|Uniya - Jesuit Social Justice Centre||CONTENTS||Spring 1995|
The recent Northern Territory legislation effectively legalises active voluntary euthanasia and assisted suicide. At a recent meeting, the leaders of Australia's Catholic religious congregations expressed concern lest this initiative set a precedent for other Australian States or the international community. Many congregational leaders voicing their concern carry responsibility for acute care hospitals and nursing homes.
To be assisted by one's relatives and friends in the final stages of a terminal illness is neither degrading or humiliating... It can enhance the dignity of both patient and carer.
|It is of interest that in the Northern Territory, palliative care and hospice services are virtually unavailable. Only an occasional visiting oncologist is provided. The private member who initiated the bill was for eight years Chief Minister. It seems he did little to provide palliative care or hospice services for the Territory. The new legislation was approved after only three months' investigation. No house of review was available, since the Territory has only one house. Members of the Aboriginal Community expressed dismay at the legislation. The new law does not have the support of the Australian Medical Association. The legislation contradicts the recommendations of a prolonged and expert Victorian survey. The bipartisan Parliamentary Social Development Committee concluded that "it is neither desirable nor practicable for any legislative action to be taken establishing a right to die".|
The UK House of Lords Select Committee on Medical Ethics responded in 1994 to arguments for legalised active voluntary euthanasia and assisted suicide:
Ultimately, however, we do not believe that these arguments are sufficient reason to weaken society's prohibition of intentional killing. That prohibition is the cornerstone of law and of social relationships. It protects each one of us impartially, embodying the belief that all are equal. We do not wish that protection to be diminished and we therefore recommend that there should be no change in the law to permit euthanasia. We acknowledge that there are individual cases in which euthanasia may be seen by some to be appropriate. But individual cases cannot reasonably establish the foundation of a policy which would have such serious and widespread repercussions. Moreover dying is not only a personal or individual affair. The death of a person affects the lives of others, often in ways and to an extent which cannot be foreseen. We believe that the issue of euthanasia is one in which the interest of the individual cannot be separated from the interest of society as a whole. (Paragraph 237)
The Dutch experience, as shown in the 1991 Remmelink Report, should give
us pause. Reported are 2300 cases of admitted active voluntary
euthanasia and 400 cases of assisted suicide, amounting to more than 2
per cent of Holland's annual deaths. A further 1000 cases of life-
terminating acts were undertaken without the patient's explicit request.
It is estimated that voluntary, non-voluntary and involuntary euthanasia
accounted for more than 1-in-8 deaths in Holland in 1990. It is
disturbing that reported cases of euthanasia or assisted suicide have
increased following the publication of the Remmelink Report.
Equally disturbing is the support shown recently in Australia by some advocating a move from voluntary to non-voluntary and involuntary euthanasia. Currently in Australia there is an alarming rate of youth suicide. Regrettably a sizeable proportion of the population still supports capital punishment. Further many poor, handicapped, aged and otherwise marginalised people have limited access to health care and especially palliative care.
Relief from pain and suffering has never been as effective as now.

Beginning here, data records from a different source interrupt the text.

PR #189, opened 2016-07-17
:memo: bring in the quickstart

basarat:
Assuming its a `fork` this should just work https://github.com/chjj/term.js#example :rose:

### DIFF
--- a/README.md
+++ b/README.md
@@ -21,6 +21,52 @@ npm start
 
 Then open http://0.0.0.0:3000 in a web browser (use http://127.0.0.1:3000 is running under Windows).
 
+## Example
+
+```
+npm install xterm
+```
+
+Server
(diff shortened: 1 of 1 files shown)


parisk:
Hi @basarat thanks for your contribution! This won't work actually in xterm.js as it does not use socket.io anywhere, while the example depends on it.

May I ask you why would you like to see this example incorporated in the README? Does the Demo section of the README fit your needs (https://github.com/sourcelair/xterm.js/#demo)? If not, what extra value would you like to get out of it?

basarat:
> Does the Demo section of the README fit your needs (https://github.com/sourcelair/xterm.js/#demo)

It does. The demo is good and easy to understand :rose: My bad ❤️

Even when lives have been artificially and futilely prolonged by unnecessary technological medical intervention, and voluntary euthanasia may appear a compelling option, appropriately monitored palliative care can still be effective.

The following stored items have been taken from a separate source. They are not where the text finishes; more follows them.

Issue #158, opened 2016-07-04
Introduce some build system to enable more than one js file


Tyriar:
It's difficult to simplify the code base if it all sits in a 5000 line file.

parisk:
I totally agree with that. Let' get on top of this after finishing documentation and releasing 1.0.0.

Tyriar:
I suggest webpack ([prototype here](https://github.com/sourcelair/xterm.js/pull/196)) as I've used it before and it does exactly what we want (bundles several files into 1 using `require()`). I've also barely touched the surface of its capabilities as well and it's very popular.

Tyriar:
Another option is [TypeScript](https://www.typescriptlang.org/) which I've become quite fond of after working on vscode. This would allow multiple files to be built into one and provide type safety which would promote code quality (especially good since unit tests are patchy).

parisk:
I think that plain ES6 or TypeScript are more suitable for this. Webpack seems to be more of an overkill at this moment.

The most important thing that we have to take into account is how are going to ship the code here. This most probably will introduce breaking changes (especially for Bower users), since we will need to find a way to ship the built artifacts to keep this library working in the browser out of the box.

I am adding this to the "open" milestone for version **2.0** and start some experimentation on this, preferably with plain ES6, which is close to TypeScript.

My main concerns with TypeScript are:

1. barrier to entry for new contributors
2. none of the rest maintainers has worked with TypeScript in the past (if I can recall right), me included

Tyriar:
When using bower most projects with a build system add the built files to a dist directory and those are the ones you link to. It would introduce a breakage though so v2 would be appropriate.

jerch:
+1 for using Typescript. No clue about the current state of ES6 support, I think generators are still at an early stage in some JS engines and therefore not usable yet.

Tyriar:
I'll assign myself to put together a TypeScript prototype.

131:
May i suggest you start with ES6 & Babel ? Leveraging typescript is a good thing, yet, it will come with a price.

Having an es6 project will allow your user to just "var Terminal = require('xterm')" and use the raw source code (browserify will work just fine)". When with typescript, you'll have a different file for the build and the source of your application.

May i help here ?

Tyriar:
Sourcemaps gets around that if needed though, the type safety is the main benefit imo.

131:
[...]

PR #196, opened 2016-07-19
Initial webpack implementation

Tyriar:
Part of #158 

---

@parisk this PR is a bit messy at the moment, let me know your thoughts on the general approach here. Basically the following changes would come with/after this change:

- Builds are done using webpack, the module is built at `npm install` time and the file that is relied upon is `./dist/xterm.js` (see `main` in `package.json`)
- Addons will be pulled out into their own repositories and published as independent modules, this means that not all addons need to be loaded at once and are more modular in nature
- We can split out all the different pieces of logic in xterm.js into a well structured tree
- Development is done by running:
  - First terminal: `npm run dev` to watch/compile sources
  - Second terminal: `npm start` to start server as before
- Eventually change to exposing the library in an xtermjs object that contains a Terminal object would be preferable particularly for TypeScript as a proper typings file could be written for the library (ie. `export { Terminal: Terminal };` vs `export Terminal`)
- We can start using babel or similar to enable more elegant/efficient syntax without hurting compatibility in the resulting distributable
- We can get rid of the AMD header as it's all handled by webpack
- Allow minification/removal of comments in prod version, pushing the size of the distributable down significantly

### DIFF
--- a/.gitignore
+++ b/.gitignore
@@ -8,5 +8,6 @@ Makefile.gyp
 *.target.gyp.mk
 *.node
 example/*.log
+dist/
 docs/
 npm-debug.log
--- a/demo/app.js
+++ b/demo/app.js
@@ -4,8 +4,10 @@ var expressWs = require('express-ws')(app);
 var os = require('os');
 var pty = require('pty.js');
 
+app.use('/dist', express.static(__dirname + '/../dist'));
+// TODO: Expose CSS in some static dir, away from the JS
 app.use('/src', express.static(__dirname + '/../src'));
-app.use('/addons', express.static(__dirname + '/../addons'));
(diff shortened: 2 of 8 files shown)


Tyriar:
@parisk any thoughts on the approach? Didn't want to continue until choice of tech, method, etc. was cool.

parisk:
Sorry for being late here @Tyriar.

I have no significant webpack knowledge at the moment and TBH I am really reluctant to move forward with such a move without laying down first the pros and cons and examining alternatives.

I think that #158 is the best place to make some discussion about our options and choose the one that fits the project's needs better 😊 .

Tyriar:
Closing as it's stale and going to try a TypeScript implementation.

Dying with dignity should never be equated with autonomous control of purely physical functions. To be assisted by one's relatives and friends in the final stages of a terminal illness is neither degrading or humiliating. To die naturally in this way can enhance the dignity of both patient and carer more than the artificially engineered surcease of an intentionally lethal overdose. This sentiment is not only Christian but an index of our common humanity.

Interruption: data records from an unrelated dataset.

PR #203, opened 2016-07-22
Correct blur/focus delegation

Tyriar:
Focus and blur events on the Terminal object are delegated to the textarea
which handles everything.

---

@parisk please merge if it looks fine, what was happening before was that after the small refactor in https://github.com/sourcelair/xterm.js/pull/175/commits/4595a18197a9f7378077b078c06719ecb16adb38, the IME was toggling focus one too many times like so:

1. Focus Terminal
2. Blur textarea
3. Focus textarea

This is changed to:

1. Focus Terminal, which delegates to textarea

### DIFF
--- a/src/xterm.js
+++ b/src/xterm.js
@@ -625,7 +625,7 @@
      * Focus the terminal. Delegates focus handling to the terminal's DOM element.
      */
     Terminal.prototype.focus = function() {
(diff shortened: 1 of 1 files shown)


parisk:
Looks great! Thanks @Tyriar! 👍

PR #210, opened 2016-07-28
Hide textarea off-screen when not composing

### LINKED ISSUE #209: Textarea is positioned near the cursor even when the composition is not active
See https://github.com/Microsoft/vscode/issues/9747 for context.

Tyriar:
Fixes #209

### DIFF
--- a/src/xterm.js
+++ b/src/xterm.js
@@ -324,7 +324,6 @@
       this.textarea.style.top = '';
     }
 
-
     /**
      * States
      */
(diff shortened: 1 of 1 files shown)


parisk:
Works great for me 👍 .

parisk:
Seems like this test has passed but Travis did not update the status accordingly: https://travis-ci.org/sourcelair/xterm.js/builds/148110796.

parisk:
Merged as it needed admin access, because of the commit status not reported.

PR #219, opened 2016-08-04
Update README and remove screenshot

### LINKED ISSUE #198: It would be cool if xterm.js described its mission or distinguishing features

parisk:
Update README to add more information about what xterm.js is, what are its use cases and who maintains it.

Also removed the screenshot, as it might be more confusing than helpful.

Closes #198.


vincentwoo:
good start! long term I think there really should be docs on how xterm works in practice (how does it handle line wrapping? can you use css word-wrap or does it need to be literally the same number of rows/cols as the backend terminal?) but getting the ball rolling is great

couple typos:

It enables applications **to** provide fully featured terminals to their users and create great development experiences.

Modular, event-based API: Let's (no **apostrophe**) you build addons and themes with **ease**

parisk:
Thanks for the comments @vincentwoo! I fixed the typos.

You can find the API reference at http://docs.xtermjs.org.

Also we have started a repo for the website but no work has been done there yet: https://github.com/xtermjs/xtermjs.org. Hopefully I will get on top of this within the next couple of weeks.

vincentwoo:
I didn't know about the docs, but I don't think it constitutes a "real" API reference. It's mostly one-sentence descriptions of various functions supported by xterm. I believe most of the doc content is basically old WIP commentary left by @chjj when he wrote the original term.js. It's not clear what changes you've made since, and thus the docsite feels very untrustworthy.

A "real" reference would explain the internal model of xterm, its corner cases, and how you might achieve certain usecases, etc.

PR #221, opened 2016-08-05
Update pty.js

odino:
ptyjs fails to build on node 6 :) didnt test on old versions  of node -- can you give it a look?


parisk:
Thanks for that! We had bumped this to `0.3.1` but it got rolled back by mistake.

odino:
np!

PR #223, opened 2016-08-08
By more explicit in security warning

Tyriar:
Calling out that the insecurity is due to the barebones implementation
of the demo will prevent people thinking that the library is inherently
insecure.


parisk:
Thanks @Tyriar! Clarification is always welcome.

PR #224, opened 2016-08-08
Sync scroll bar height if the viewport height changes

Tyriar:
Missed this in original implementation. When the viewport height changes, the resize event will trigger a `syncScrollHeight`, this change is required to force a `refresh`.


parisk:
👍  works great for me and code LGTM.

Those who hold that every human life has a dignity, destiny and sacredness, sometimes speak about 'a consistent ethic of life'. They challenge the 'culture of death' which allows war and the arms trade, other violence and terrorism, state sanctioned cruelty (including torture and capital punishment), and which sees suicide, abortion and euthanasia as ways of resolving issues. Many of us avoid facing life's choices by turning away from the human experience of poverty, hunger and disease (including HIV), and through the consumption of drugs.
More than ever we need to encourage 'a culture of life' which puts forward a future full of hope for our youth. This requires policies which divert resources from the international traffic in arms, and challenge economic social development models which harm the poor. It requires policies which create opportunities for meaningful commitment rather than anomie and dispair, policies which promote realistic and morally appropriate alternatives to interventions which cause death for whatever reason and at whatever point that life exists. And it requires policies which develop carefully an ethical context for medical experimentation and genetic engineering.
Because these issues are so important and complex, ours is a ministry of reconciliation. Rational arguments should occur in the middle ground rather than by polarising opinion into the extremes.